Newsom v. Newsom

557 So. 2d 511, 1990 WL 15216
CourtMississippi Supreme Court
DecidedFebruary 14, 1990
Docket07-CA-58966, 07-CA-59632
StatusPublished
Cited by176 cases

This text of 557 So. 2d 511 (Newsom v. Newsom) is published on Counsel Stack Legal Research, covering Mississippi Supreme Court primary law. Counsel Stack provides free access to over 12 million legal documents including statutes, case law, regulations, and constitutions.

Bluebook
Newsom v. Newsom, 557 So. 2d 511, 1990 WL 15216 (Mich. 1990).

Opinion

557 So.2d 511 (1990)

Leslie Karen NEWSOM
v.
Henry Eugene NEWSOM.

Nos. 07-CA-58966, 07-CA-59632.

Supreme Court of Mississippi.

February 14, 1990.

*512 Martin T. Smith, David R. Smith, Smith Smith Tate & Cruthird, Poplarville, Grady F. Tollison, Jr., Tollison & Alexander, S. Allan Alexander, Patterson Tollison & Alexander, Oxford, for appellant.

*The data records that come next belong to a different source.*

PR #2700, opened 2023-09-08
feat: expose `ak.from_non_simplified_buffers`

agoose77:
Over in bluesky/tiled#549, there's a need to perform a minimal read of an Awkward Array that's already in `to_buffers` form. This scenario, slicing an array on the server itself, differs from the dask-awkward partial-read case, in that the array form is allowed (and expected) to change with the slice operation.

Our simplification logic has the ability to merge buffers e.g. if a union is no longer canonical. This means that this simplification step needs to happen _after_ the data have been read from disk. Upon discussing this with @jpivarski, we concluded that it would be useful to manipulate the form on the client, and perform a `from_buffers` that performs this simplification during reading.

This PR adds `ak.from_non_simplified_buffers`. @jpivarski suggested making this "hidden" as an L2 function. Whilst it still remains L2 by designation, I think the name is sufficient to export it in the `ak.operations` namespace and to publish the documentation. Our L2 layouts already introduce the `simplified` convention, so it should be clear what this function does.

### DIFF
--- a/src/awkward/highlevel.py
+++ b/src/awkward/highlevel.py
@@ -2515,7 +2515,7 @@ class ArrayBuilder(Sized):
         form = ak.forms.from_json(formstr)
 
         with ak._errors.OperationErrorContext("ak.ArrayBuilder.snapshot", [], {}):
-            return ak.operations.ak_from_buffers._impl(
+            return ak.operations.from_non_simplified_buffers(
                 form,
                 length,
                 container,
@@ -2524,7 +2524,6 @@ class ArrayBuilder(Sized):
                 byteorder=ak._util.native_byteorder,
                 highlevel=True,
                 behavior=self._behavior,
-                simplify=True,
             )
 
     def null(self):
--- a/src/awkward/operations/__init__.py
+++ b/src/awkward/operations/__init__.py
@@ -37,6 +37,7 @@ from awkward.operations.ak_from_dlpack import *
 from awkward.operations.ak_from_iter import *
 from awkward.operations.ak_from_jax import *
 from awkward.operations.ak_from_json import *
+from awkward.operations.ak_from_non_simplified_buffers import *
 from awkward.operations.ak_from_numpy import *
 from awkward.operations.ak_from_parquet import *
 from awkward.operations.ak_from_rdataframe import *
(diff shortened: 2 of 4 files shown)


agoose77:
@jpivarski let me know how this sits with you in its current form? :)

jpivarski (commented):
With this name, it wouldn't come next to `ak.from_buffers` in a sorted list. (`ak.from_buffers_non_simplified`?) It's nearly identical to `from_buffers`, apart from one boolean argument, which makes for a lot of duplicated docstrings.

It would be better as a non-default argument in `ak.from_buffers`. I also think the word "simplify" isn't enough—even though we've defined it, it's a generic enough word that someone who reads it might not realize there's a technical definition to look up.

Maybe the argument could be named `allow_invalid_form` or `fix_invalid_form`? (Or replace "invalid" with "noncanonical," as the word you've used in the documentation?) It would be the last argument, apart from `highlevel` and `behavior`, to indicate that it's for experts.

What I had in mind for "hiding" it was more like making it an attribute of `ak.from_buffers`, like `ak.from_buffers.noncanonical`, or putting it in a module that's not promoted to the top-level `ak.*` namespace. If you want to keep it a separate function, rather than an argument in `ak.from_buffers`, it would be better in one of these hidden places, which would allow Tiled to move forward with it.

agoose77:
> With this name, it wouldn't come next to ak.from_buffers in a sorted list. (ak.from_buffers_non_simplified?) It's nearly identical to from_buffers, apart from one boolean argument, which makes for a lot of duplicated docstrings.

Yes, that occurred to me too. Then again, I don't mind that from a English standpoint.

> It would be better as a non-default argument in ak.from_buffers. I also think the word "simplify" isn't enough—even though we've defined it, it's a generic enough word that someone who reads it might not realize there's a technical definition to look up.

James R. Hayden, Hattiesburg, for appellee.

Robert R. Marshall, Erik M. Lowrey, Hattiesburg, for amicus curiae.

Before DAN M. LEE, P.J., and PITTMAN and BLASS, JJ.

BLASS, Justice, for the court:

Leslie Karen Newsom (Karen) and Henry Eugene Newsom (Eugene) were divorced on April 16, 1986. Karen was awarded custody of Kathryn, then two years and four months old, and Adam, then eight months old, subject to visitation by Eugene. On July 10, 1986, Karen filed a Petition to Modify the visitation, charging Eugene with physical abuse of the children. Erik Lowery was appointed guardian ad litem on May 18, 1987. There was an extended trial. The Chancellor found from the evidence that Eugene was not guilty of abuse, but Karen was and on August 3, 1987, awarded custody to Eugene. Karen appeals this order. She charges that the Chancellor was manifestly in error in both findings and that there was no evidence to support the Order changing custody.

Karen refused to obey the Order of August 3, 1987, and refused to deliver the children to Eugene and hid them instead. She was found in contempt and ordered jailed on August 21, 1987, after refusing to reveal the location of the children. It was not until after her original attorney, Garnett Harrison, withdrew, that Karen surrendered the children to the Court. Subsequently, by order of October 14, 1987, Karen's right to visit the children was severely restricted. On January 12, 1988, the court ruled on post trial motions. Karen appeals this ruling assigning three errors: (1) that the Chancellor erred in restricting Karen's visitation by his October 14, 1987 Order; (2) that he abused his discretion in considering the testimony of John Ireland; and (3) that the Chancellor erred in his holding of January 12, 1988, making permanent the restricted visitation.

I.

This record reveals the tragic failure of a marriage made more painful by public exposure. The children of this marriage have been used as a weapon of revenge; victimized by vicious and reputation destroying accusations; and subjected to repeated physical and psychological examinations over a period of many months, intimate *513 details of which were revealed to the press. In addition, Karen Newsom openly defied the authority of the law of the state in refusing to surrender the children in accordance with the order of the court.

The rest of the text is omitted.